To define the rules and decide what to pass to the next layer, ANNs follow different principles according to real algorithms, for example the gradient method, fuzzy logic, Bayesian inference, and more. Simplifying, a hidden layer is a set of neurons with a specific activation function, whose task is to process the inputs from previous layers, to extract specific characteristics.
The number of these layers depends on the complexity of the problem to be solved, but it must be calibrated as it is not a rule that the more hidden levels are, the greater the accuracy of the results.
Finally, the output layer, which collects and transmits information in the manner provided, with a number of nodes that depends on the type of ANN.
Neural networks can be characterized by the number of hidden layers or even by the number of nodes, and we speak of Deep Neural Network (DNN) only if there are two or more hidden layers.
The layers are independent from each other, and can have an arbitrary number of nodes, even if typically the number of hidden nodes must be greater than that of the input nodes. Considering specific functional characteristics we can identify: the Multilayer Perceptrons (MLP), the most classic type; the Spiking Neural Networks (SNN, presented in the magazine in June of last year), whose nodes are activated only when a certain threshold has been reached; the Convolution Neural Network (CNN), used mainly for image recognition; the RNN, Recurrent Neural Network, conceived for problems in which there are temporal references, for example speech recognition, more generally Natural Language Processing. It should be noted that it is possible to organize multiple ANNs in stacks by creating hybrid architectures, with a first that feeds a subsequent one of a different type, and from this possibly another, to achieve higher levels of performance.

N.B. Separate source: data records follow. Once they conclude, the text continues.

PR #8836, opened 2024-02-06
Skip name attribute for groups in wms capabilities document

### LINKED ISSUE #8675: WMS service: option to skip name attribute for groups in wms capabilities document (Request in QGIS)
### Request for documentation
From pull request QGIS/qgis#55302
Author: @tomass
QGIS version: 3.36

**WMS service: option to skip name attribute for groups in wms capabilities document**

## Description

When QGIS project contains layer groups, they are listed in WMS capabilities document alongside with layers. If a group (it's name as listed in capabilities) is included in WMS LAYERS alongside with names of layers in that group, QGIS would duplicate the layers: once for the group in LAYERS= and once for specific layer in LAYERS= Here is an example of result with duplicate layers - note the duplicate labels:
image

OGC WMS specification states that name attribute can be skipped. Technique of skipping name tag but leaving all other information including the title tag is used in say geoserver to avoid adding a group in LAYERS= but still being able to display the group in layer hierarchy.

## Change

I've added a project level setting "Skip name attribute for groups" which by default is not checked leaving the existing behaviour - groups do have a name attribute. This means functionality will not change for existing deployments.

If this setting is checked it will not add a name attribute for groups in WMS capabilities document.

Example excerpt from GetCapabilities response:

```
<Layer queryable="1">
  <Name>layer_name</Name> <--- this will be skipped when option is enabled
  <Title>Human readable name</Title>
```
## Our practice

We had a problem with duplicate layers when groups were included in LAYERS= of WMS request. Therefore we've been doing such change (removing of name attribute) manually from capabilities xml for several months with WMS clients using our services working as expected in QGIS as well as other on-line and desktop GIS clients.

DelazJ:
Fixes #8675

@tomass Mind giving it a review, please? I don't know if it is clear enough or if there are details not worth a mention. Thanks.


tomass:
@DelazJ looks good, I would just add that with this option checked title attribute of groups is returned in GetCapabilities document which makes it possible to display group names with full layer hierarchy, but does not allow querying for groups in GetMap requests.

DelazJ:
In replacement of the whole text? Can you please edit the text as a suggestion so that I just pull it, please? Thanks.

docs/server_manual/getting_started.rst
```diff
@@ -906,6 +906,14 @@ Check the |checkbox| :guilabel:`Add layer groups in GetLegendGraphic` option
 if you want to also insert the layer groups (and subgroups) names
 into the layer tree, just like in QGIS Desktop legend.
 
+When QGIS project contains layer groups, they are listed in WMS capabilities document alongside with layers.
+If a group (its name as listed in capabilities) is included in WMS GetMap ``LAYERS`` parameter
+alongside with names of layers in that group, QGIS would duplicate the layers:
+once for the group and once for specific layer.
+Check the |checkbox| :guilabel:`Skip name attribute for groups` option
+to avoid the duplication: group names are not returned in GetCapabilities
+and only the leaf layers can be requested in GetMap.
```
DelazJ, line 915: something like this?
```suggestion
If you check the |checkbox| :guilabel:`Skip name attribute for groups` option,
GetCapabilities will only return title attribute for the group but not its name attribute,
making it impossible to include groups in list of layers of GetMap request.
```

tomass: Yes, looks good!

PR #8840, opened 2024-02-06
Added explanation of label masking

### LINKED ISSUE #7926: Labels "mask": no explanation on what mask is or what is it used for
## Labels "mask": no explanation on what mask is or what is it used for

As a newcomer to map rendering with QGis, I do not understand what masks are used for (even if I may make some educated guesses). The Edit Rule window is not clear (difference with Buffer cannot be understood). The help URL (given below) is no more helpful. A picture may also explain things more clearly than text or complement it.

As a side note, Buffer is called "halo" in both Maperitive and CartoCSS (and halo seem for self-explanatory to me). 

Page URL: https://docs.qgis.org/3.22/en/docs/user_manual/style_library/label_settings.html#mask-tab

ioalexei:
Fixes #7926

Goal: to explain what the label mask is and how it works 

Ticket(s): #7926

### DIFF
--- a/docs/user_manual/style_library/label_settings.rst
+++ b/docs/user_manual/style_library/label_settings.rst
@@ -422,7 +422,13 @@ Mask tab
 
 The |labelmask| :guilabel:`Mask` tab allows you to define a mask area around
 the labels. This feature is very useful when you have overlapping symbols and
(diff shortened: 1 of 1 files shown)


DelazJ:
Thanks @ioalexei

PR #8860, opened 2024-02-11
Updating the "Identify features" tool

DelazJ:
At the beginning this was about fixing some confusing terms used in the docs and emphasize that this tool is not only about vector (regardless of its name). This has become a "deeper refactoring", describing the GUI from bottom to top, given that the interface as well as available tools of this dialog depend on the choice you made at the bottom of the dialog.
Also expands a bit more on how identification works since the process depends on the selected tool/format.

Note: This PR covers the interactive tools and the results panel behavior. Specific results outputs, dependent on data formats, as discussed in #8764, are not touched.

### DIFF
--- a/docs/user_manual/introduction/general_tools.rst
+++ b/docs/user_manual/introduction/general_tools.rst
@@ -1100,7 +1100,8 @@ From bottom to top:
   * |editCopy| :sup:`Copy the identified feature to clipboard`, suitable for pasting in a spreadsheet.
   * |filePrint| :sup:`Print selected HTML response`: a text-based formatting of the results
     to print on paper or save as a :file:`.PDF` file
-  * drop-down menu with :ref:`tools for selecting <identify_selection>` features to identify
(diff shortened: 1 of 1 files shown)


docs/user_manual/introduction/general_tools.rst
```diff
@@ -1037,53 +1037,160 @@ Once the conditions are set, you can also either:
...
+
+* The :guilabel:`View` controls the general aspect of the dialog
+  and the formatting of the results; it can be set as:
+
+  * **Tree**: this is the default view, and returns the results in a tree-structure
+  * **Table**: available only for raster-based layers, it allows to display the results
+    as a table whose columns are ``Layer``, ``FID``, ``Attribute`` and ``Value``
+  * or **Graph**: available only for raster-based layers
+
+  .. Todo: If ever someone has experience with the graph view...
```
DelazJ, line 1078: if ever...

PR #4669, opened 2019-12-22
Update ide_debugging.rst

vovchykbratyk:
add info about necessary editing of PYTHONPATH under Linux for external IDE work

Goal:

Ticket(s): #

- [ ] Backport to LTR documentation is required

PR #8873, opened 2024-02-17
Update and make translatable the warning on outdated info in IDE debugging chapter

### LINKED ISSUE #8851: The "Despite our constant efforts..." warning in the PyQGIS cookbook is not available in Transifex and thus not translatable
## Description

The phrase "Despite our constant efforts, information beyond this line may not be updated for QGIS 3. Refer to https://qgis.org/pyqgis/master for the python API documentation or, give a hand to update the chapters you know about. Thanks." in the "16.3.1. Useful plugins for writing Python plugins" paragraph is not available in Transifex and thus not translatable.

Page URL: https://docs.qgis.org/3.34/en/docs/pyqgis_developer_cookbook/plugins/ide_debugging.html#useful-plugins-for-writing-python-plugins

DelazJ:
Fixes #8851
It is the only page in which that message is shown (other occurrences were removed during the cookbook update), it has been there for years with almost nobody caring about, and the text is not inline with that specific chapter.
@agiudiceandrea ?

### DIFF
--- a/docs/pyqgis_developer_cookbook/plugins/ide_debugging.rst
+++ b/docs/pyqgis_developer_cookbook/plugins/ide_debugging.rst
@@ -25,6 +25,7 @@ From :menuselection:`Plugins --> Manage and Install plugins…`, install:
 * *First Aid*: This will add a Python console and local debugger
   to inspect variables when an exception is raised from a plugin.
 
+.. warning:: Despite our constant efforts, information beyond this line may not be updated for QGIS 3.
 
 A note on configuring your IDE on Linux and Windows
 ====================================================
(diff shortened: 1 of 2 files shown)


agiudiceandrea:
It looks like the latest not cosmetic update have been introduced with https://github.com/qgis/QGIS-Documentation/pull/4669 4 years ago, but only fof Linux. It seems to me the Windows part is very outdated (it was written 10 years ago for QGIS 2 and python 2.5 and OSGeo4W v1...

docs/pyqgis_developer_cookbook/plugins/ide_debugging.rst
```diff
@@ -26,8 +26,6 @@ From :menuselection:`Plugins --> Manage and Install plugins…`, install:
   to inspect variables when an exception is raised from a plugin.
```
DelazJ, line 28:
```suggestion
.. warning:: `Despite our constant efforts, information beyond this line may not be updated for QGIS 3.`

```
OK, let's keep keep half of the text. This warning was written at a time the whole cookbook was outdated an i think part of it is irrelevant here as it applied to pyqgis methods. Here it is mainly about configuring common third-party tools with Python 3, something most of the devs should be able to help fix... 😞

PR #381, opened 2022-01-31
Fix detail levels text flashing

### LINKED ISSUE #380: All detail levels text flashes when an option is changed
If you change any option in the glasses menu, the entire screen of text flashes when the text refreshes.

Also, toggle options should use bools.

walkawayy:
option_graphics: fix options flashing with any option change
option_graphic: use bools for graphic settings

Resolves #380.

### DIFF
--- a/src/config.h
+++ b/src/config.h
@@ -90,10 +90,10 @@ typedef struct {
     } input;
 
     struct {
-        bool enable_perspective_filter : true;
-        bool enable_bilinear_filter : true;
-        bool enable_vsync : true;
-        bool enable_fps_counter : true;
+        bool enable_perspective_filter;
+        bool enable_bilinear_filter;
+        bool enable_vsync;
+        bool enable_fps_counter;
         float anisotropy_filter;
     } rendering;
 
--- a/src/config.h
+++ b/src/config.h
@@ -90,10 +90,10 @@ typedef struct {
     } input;
 
     struct {
-        uint32_t enable_perspective_filter : 1;
-        uint32_t enable_bilinear_filter : 1;
-        uint32_t enable_vsync : 1;
-        uint32_t enable_fps_counter : 1;
+        bool enable_perspective_filter : true;
+        bool enable_bilinear_filter : true;
+        bool enable_vsync : true;
+        bool enable_fps_counter : true;
         float anisotropy_filter;
     } rendering;
 
--- a/src/game/option_graphics.c
+++ b/src/game/option_graphics.c
@@ -14,6 +14,7 @@
 #define TOP_Y -55
 #define ROW_HEIGHT 25
 #define ROW_WIDTH 280
+#define OPTION_LENGTH 256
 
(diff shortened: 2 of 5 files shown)


src/game/option_graphics.c
```diff
@@ -195,64 +262,68 @@ void Option_Graphics(INVENTORY_ITEM *inv_item)
...
-    if (reset) {
+    if (reset == TEXT_NUMBER_OF) {
         for (int i = 0; i < TEXT_NUMBER_OF; i++) {
             Text_Remove(m_Text[i]);
             m_Text[i] = NULL;
         }
+        m_IsTextInit = false;
+        Settings_Write();
+    } else if (reset > -1) {
+        Option_GraphicsChangeTextOption(reset);
```
rr-, line 326: Are we sure we don't need to `Settings_Write` otherwise?

src/config.h
```diff
@@ -90,10 +90,10 @@ typedef struct {
...
 
     struct {
-        uint32_t enable_perspective_filter : 1;
-        uint32_t enable_bilinear_filter : 1;
-        uint32_t enable_vsync : 1;
-        uint32_t enable_fps_counter : 1;
+        bool enable_perspective_filter : true;
+        bool enable_bilinear_filter : true;
+        bool enable_vsync : true;
+        bool enable_fps_counter : true;
```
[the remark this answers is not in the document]
walkawayy: LMAO whoops.

src/game/option_graphics.c
walkawayy: It writes the settings in both the if and else if.

src/game/option_graphics.c
```diff
@@ -114,10 +117,74 @@ static void Option_GraphicsInitText()
...
+                                                              : GS_MISC_OFF]);
+        Text_ChangeText(m_Text[TEXT_PERSPECTIVE], buf);
+        break;
+
+    case TEXT_BILINEAR:
+        sprintf(
+            buf, g_GameFlow.strings[GS_DETAIL_BILINEAR_FMT],
+            g_GameFlow.strings
+                [g_Config.rendering.enable_bilinear_filter ? GS_MISC_ON
+                                                           : GS_MISC_OFF]);
```
rr-, line 140: Man this formatting. I hate clang-format sometimes but it's 20× times better than nothing

rr- (approved):

src/game/option_graphics.c
walkawayy: No because it's the case where no option was selected. We don't need to save settings every loop right? Maybe we need to make it save in the initial case?

rr-:
We're missing the entry in changelog.

walkawayy:
> We're missing the entry in changelog.

Do you know if this is an OG bug or a T1M bug?

rr-:
Pretty sure OG bug

walkawayy:
Alright I think it's done.

rr- (approved):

For example a CNN or an RNN are not always used alone and a possible architecture foresees a stack with a CNN as input, an LSTM (Long Short-Term Memory, particular version of RNN) in the middle, and an MLP as output, from which a CNN LSTM architecture.
The term "perceptron", which can be translated as perceptron, dates back to the late 1950s, when an algorithm was developed at Cornell University, the perceptron, for the recognition of objects in images by machines.
A Perceptron is, as such, a binary classifier, to be considered as the simplest type of Feedforward Neural Network (FNN), with forward feeding, therefore networks in which data flows through the nodes in a single direction, without loops or backflow.
FNNs represent the basis for more complex structures, are used for general classifications of datasets, and often layered with other ANNs.
There can be some confusion in terms of terminology as MLP sometimes refers to any FNN and sometimes only to networks made up of multiple Perceptron layers.
In detail, a Perceptron Multilayer provides at least three levels of nodes: an input layer, a hidden layer and an output layer.
Each node, apart from the input ones, uses a non-linear activation function, which defines the output of that node based on an input or a set of inputs, where non-linearity means, as a general meaning, that the change of an output is not proportional to that of the input.
For the training of the network, a supervised learning technique called backpropagation is used.